Read the records below and copy each line that contains "Option".

══ SUPPLIED ENTRIES

PR #14792, opened 2024-11-07
fix(toml): Update frontmatter parser for RFC 3503

epage:

We removed rejected syntax in #13861 haven't update frontmatter parsing to what [RFC 3503](https://rust-lang.github.io/rfcs/3503-frontmatter.html#reference-level-explanation) says.

This adds tests and fixes various cases to ensure we correctly detect the frontmatter and the infostring.

This is part of #12207

### DIFF
--- a/src/cargo/util/toml/embedded.rs
+++ b/src/cargo/util/toml/embedded.rs
@@ -267,6 +267,7 @@ fn split_source(input: &str) -> CargoResult<Source<'_>> {
 
 #[cfg(test)]
 mod test_expand {
+    use snapbox::assert_data_eq;
     use snapbox::str;
 
     use super::*;
@@ -284,7 +285,7 @@ mod test_expand {
 
     #[test]
     fn test_default() {
-        snapbox::assert_data_eq!(
+        assert_data_eq!(
             si!(r#"fn main() {}"#),
             str![[r#"
 [[bin]]
@@ -312,7 +313,7 @@ strip = true
 
     #[test]
     fn test_dependencies() {
-        snapbox::assert_data_eq!(
+        assert_data_eq!(
             si!(r#"---cargo
 [dependencies]
 time="0.1.25"
@@ -348,7 +349,7 @@ strip = true
 
     #[test]
     fn test_no_infostring() {
-        snapbox::assert_data_eq!(
+        assert_data_eq!(
             si!(r#"---
 [dependencies]
 time="0.1.25"
--- a/src/cargo/util/toml/embedded.rs
+++ b/src/cargo/util/toml/embedded.rs
@@ -228,8 +228,17 @@ fn split_source(input: &str) -> CargoResult<Source<'_>> {
 
     const FENCE_CHAR: char = '-';
 
-    let fence_end = source
-        .content
+    let mut trimmed_content = source.content;
+    while !trimmed_content.is_empty() {
+        let c = trimmed_content;
+        let c = c.trim_start_matches([' ', '\t']);
+        let c = c.trim_start_matches(['\r', '\n']);
+        if c == trimmed_content {
+            break;
+        }
+        trimmed_content = c;
+    }
+    let fence_end = trimmed_content
         .char_indices()
         .find_map(|(i, c)| (c != FENCE_CHAR).then_some(i))
         .unwrap_or(source.content.len());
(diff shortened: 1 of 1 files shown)


src/cargo/util/toml/embedded.rs
```diff
@@ -267,65 +281,363 @@ fn split_source(input: &str) -> CargoResult<Source<'_>> {
...
-            let cwd = std::env::current_dir().unwrap();
-            let home = home::cargo_home_with_cwd(&cwd).unwrap();
-            let gctx = GlobalContext::new(shell, cwd, home);
-            expand_manifest($i, std::path::Path::new("/home/me/test.rs"), &gctx)
-                .unwrap_or_else(|err| panic!("{}", err))
-        }};
+    #[test]
+    fn split_default() {
+        snapbox::assert_data_eq!(
+            split_source(r#"fn main() {}"#).to_debug(),
```
ehuss, line 292: I'm a little uncomfortable checking the output of the debug implementation. It isn't stable, and would prevent updating the formatting in rust-lang/rust since it could cause these tests to fail. Would it be possible to check this in a way that doesn't depend on that?

epage: One route I went was asserting the individual fields which gives good failures and allows some snapshotting but not very ergonomic
```rust
    #[track_caller]
    fn assert_source(
        source: &str,
        shebang: Option<Inline>,
        info: Option<Inline>,
        frontmatter: Option<Inline>,
        content: Inline,
    ) {
        let actual = match split_source(source) {
            Ok(actual) => actual,
            Err(err) => panic!("unexpected err: {err}"),
        };
        assert_some_data_eq(actual.shebang, shebang);
        assert_some_data_eq(actual.info, info);
        assert_some_data_eq(actual.frontmatter, frontmatter);
        assert_data_eq!(actual.content, content);
    }

    #[track_caller]
    fn assert_some_data_eq(actual: Option<impl IntoData>, expected: Option<impl IntoData>) {
        match (actual, expected) {
            (Some(actual), Some(expected)) => {
                assert_data_eq!(actual, expected);
            }
            (Some(actual), None) => {
                let actual = actual.into_data();
                panic!(
                    "expected `None`, got:
```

════

* [WRITTEN REPLY]
        shebang: Option<Inline>,
        info: Option<Inline>,
        frontmatter: Option<Inline>,
    fn assert_some_data_eq(actual: Option<impl IntoData>, expected: Option<impl IntoData>) {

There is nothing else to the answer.